Enthralled by Words

In Burning Patience, Borderlands skillfully turns Neruda's poetry into a play

Bringing the precision of poetry—Shakespeare's iambic pentameter notwithstanding—into the theater is a perilous undertaking that too often falls flat.

Many great plays are poetic, of course, but the reverse is rarely true. Even the greatest poetry struggles to live and breathe as it moves from the page to the stage.

Trying to dramatize a man's love of poetry can be just as deadly, of course.

But Borderlands Theater is here to show you how it's done. With its latest production, which opened Friday night at Zuzi's Theater, the Tucson troupe successfully puts the great Chilean poet Pablo Neruda front and center, along with some of his poems and three characters enthralled with his words.

The play is Burning Patience by Antonio Skármeta, a Chilean who also turned this gentle tale into a novel and a film. Broadly speaking, it's about the relationship between Neruda (Roberto Guajardo) and Mario, the star-struck fisherman's son who delivers his mail.

During their daily encounters, the earnest Mario (Jason N. Chavez) learns about the power of words and the magic of metaphor from the old man who shot to fame at age 19 with Twenty Love Poems and a Song of Despair. The erotic collection, published in 1924, remains Neruda's best-known work.

Mario, who has fallen hard for the beautiful Beatriz González (Maria Gawne), wants to be a poet so that he can express his higher self to her. In the meantime, he's not above doing a little wooing with the master's poems.

None of this sits well with Rosa González (Rosanne Couston), the widow who knows what the fancy words are doing to her daughter. Thanks to this tall, toothy fellow's strategic use of poetry, Beatriz is hot enough to heat any room she enters. Who needs a fireplace with this suddenly sultry teenager around?

Burning Patience takes place in Isla Negra, Chile, between 1969 and 1973, a period that saw socialist Salvador Allende elected president. Neruda, an Allende supporter and one of his closest advisers, would also rise to spectacular heights. In 1971, he won the Nobel Prize for Literature.

If the whole postman-and-poet story sounds familiar, you might have seen the 1994 movie Il Postino/The Postman, which transferred the story to Italy and became the first foreign language film nominated for the Best Picture Oscar since Cries and Whispers (1973).

Tucson theatergoers of a certain age might also remember that Burning Patience was one of the first plays staged by the brand-new Borderlands Theater in 1987.

The director, then and now, is Borderlands co-founder Barclay Goldsmith. He brings all elements of the production into exquisite balance, from the evenly matched performances to the quietly effective sets, costumes and lights. Of particular distinction is the sound design by Jim Klingenfus.

Two other artists from the 1987 production return for another stab at Burning Patience: Barbea Williams, whose languid choreography feels utterly right, and Rebeca Cartes, a Chilean exile whose musical contributions are lovely.

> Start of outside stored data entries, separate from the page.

PR #280, opened 2021-02-24
adding openaddress hashtable

Zzocker:
Added Following things
- Hash Table interface
```
// HashTable represents a hash table interface
type HashTable interface {
	// Put will insert value with key
	Put(key interface{}, value interface{})

	// Get : returns value of a given key
	// return nil if key doesn't exists
	Get(key interface{}) interface{}

	// Delete : remove the key from the table
	Delete(key interface{})

	// Contains : return true if given exists in table and false otherwise
	Contains(key interface{}) bool
}
```
- Collision resolved with open-addressing (linear)
- Added Benchmark
```
Hash Table With Chaining :
BenchmarkChainingPut-4               10000            209244 ns/op          859210 B/op         22 allocs/op
Hash Table With open addressing:
BenchmarkOpenAddresPut-4             1000000              3704 ns/op              99 B/op          5 allocs/op
Go in-build map
BenchmarkGoPut-4                   2091596               598 ns/op             171 B/op          2 allocs/op
  ```
Signed-off-by: Zzocker <pkspritam16@gmail.com>

### DIFF
--- a/datastructures/hashmap/hashtable.go
+++ b/datastructures/hashmap/hashtable.go
@@ -1,0 +1,17 @@
+package hashmap
+
+// HashTable represents a hash table interface
+type HashTable interface {
+	// Put will insert value with key
+	Put(key interface{}, value interface{})
+
+	// Get : returns value of a given key
+	// return nil if key doesn't exists
+	Get(key interface{}) interface{}
+
+	// Delete : remove the key from the table
+	Delete(key interface{})
+
+	// Contains : return true if given exists in table and false otherwise
+	Contains(key interface{}) bool
+}
--- a/datastructures/hashmap/hashtable.go
+++ b/datastructures/hashmap/hashtable.go
@@ -14,4 +14,15 @@ type HashTable interface {
 
 	// Contains : return true if given exists in table and false otherwise
 	Contains(key interface{}) bool
+
+	// Len : returns length of the hash table
+	Len() int
+
+	// Cap : returns current capacity of the hash table
+	Cap() int
+}
+
+// NewHashTable : creates new HashTable
+func NewHashTable() HashTable {
+	return newTable()
 }
--- a/datastructures/hashmap/withProbing.go
+++ b/datastructures/hashmap/withProbing.go
@@ -1,3 +1,5 @@
+// Package hashmap provide hash table implementation with collsion resolved
+// using openaddressing
 package hashmap
 
 import (
@@ -24,6 +26,7 @@ type table struct {
 	capacity uint64 // cap = 2^m
 }
 
+// newTable is internal function for creating new hash table
 func newTable() *table {
 	return &table{
 		buckets:  make([]*entry, 1<<initMValue),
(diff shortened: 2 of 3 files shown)

### CODE REVIEW

File: datastructures/hashmap/hashtable.go [hunk 1]
```diff
@@ -0,0 +1,17 @@
+package hashmap
```
tjgurwara99, line 1: Please add a description of the package in a comment immediately proceeding the package declaration

```suggestion
Package hashmap <desciption goes here>
package hashmap
```

datastructures/hashmap/withProbing.go
```diff
@@ -0,0 +1,136 @@
...
+	loadFactor      float64 = 0.667
+	initMValue              = 1
+	deletedEntryKey         = "U+0000"
+)
+
+type entry struct {
+	key   interface{}
+	value interface{}
+}
+type table struct {
```
tjgurwara99, line 20: Please capitalise your main structure that you will want to be used in other package level code 😄

```suggestion
type Table struct {
```

tjgurwara99: This would also require you to make its fields that someone may want to use outside for example, `size` to `Size` would be accessible in outside scope.

datastructures/hashmap/withProbing.go
```diff
@@ -0,0 +1,136 @@
...
+	buckets  []*entry
+	size     uint64
+	m        uint64
+	capacity uint64 // cap = 2^m
+}
+
+func newTable() *table {
```
tjgurwara99, line 27:
```suggestion
func NewTable() *table {
```

tjgurwara99 (changes requested):

datastructures/hashmap/withProbing.go
Zzocker: I'm providing Hash table interface to the user, so there is no point in exporting Table or Size, 
for Size , I will add Len - method to the interface

tjgurwara99: Ah I see. I didn't see it as an example implementation.

Zzocker: Should I export those fields and struct? and remove the Hash Table interface ?

tjgurwara99: Up to you actually, I think I don't see how it can be used more generally than what you've already implemented. From what I understand you are using `HashTable` interface as a `return` type in the function `NewHashtable` which is essentially sending the `newTable` from the other file. So it is redundant in some sense, but at the same time this is indeed the proper way of doing it - because then people can just use the `HashTable` as an interface in functions to make it more general.

These are my personal opinions on your implementation so I think you should wait for the maintainers to see your code before making any changes.

tjgurwara99: Consider having an `Example` (if you are familiar with `Test Examples` in go - [here](https://blog.golang.org/examples) is the link if not) implementation so that people can see how they can implement something general that would work with that interface.

Again, I would say that it is worth waiting for the maintainers to review your code before making these changes.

The play, translated by Marion Peter Holt, is a tender and fragile-feeling story that convincingly renders all sorts of love: romantic love, familial love, platonic love and, not least, the love of place and poetry.

Chavez, already a Borderlands veteran with 10 shows under his belt, is quite good as the endearing postman in the middle of it all. Guajardo plays Neruda with a perpetual twinkle in his eyes. It's a fine performance, full of sly grace notes.

Gawne, a Gaslight Theatre veteran acting in her first Borderlands show, plays Beatriz with welcome playfulness and creates a sweet rapport with Chavez. Couston is directed to wonderful effect as the not-amused widow.

The 80-minute play mentions Neruda's communism and his brief career as Chile's ambassador to France, but the poet's controversial political opinions are not explored as fully as they are in the movie.

Pablo Neruda died in 1973, less than two weeks after Allende was ousted in a military coup that ushered in an era of brutal fascism and bloody turmoil. The play's abrupt ending leaves us with a chilling taste of what's to come.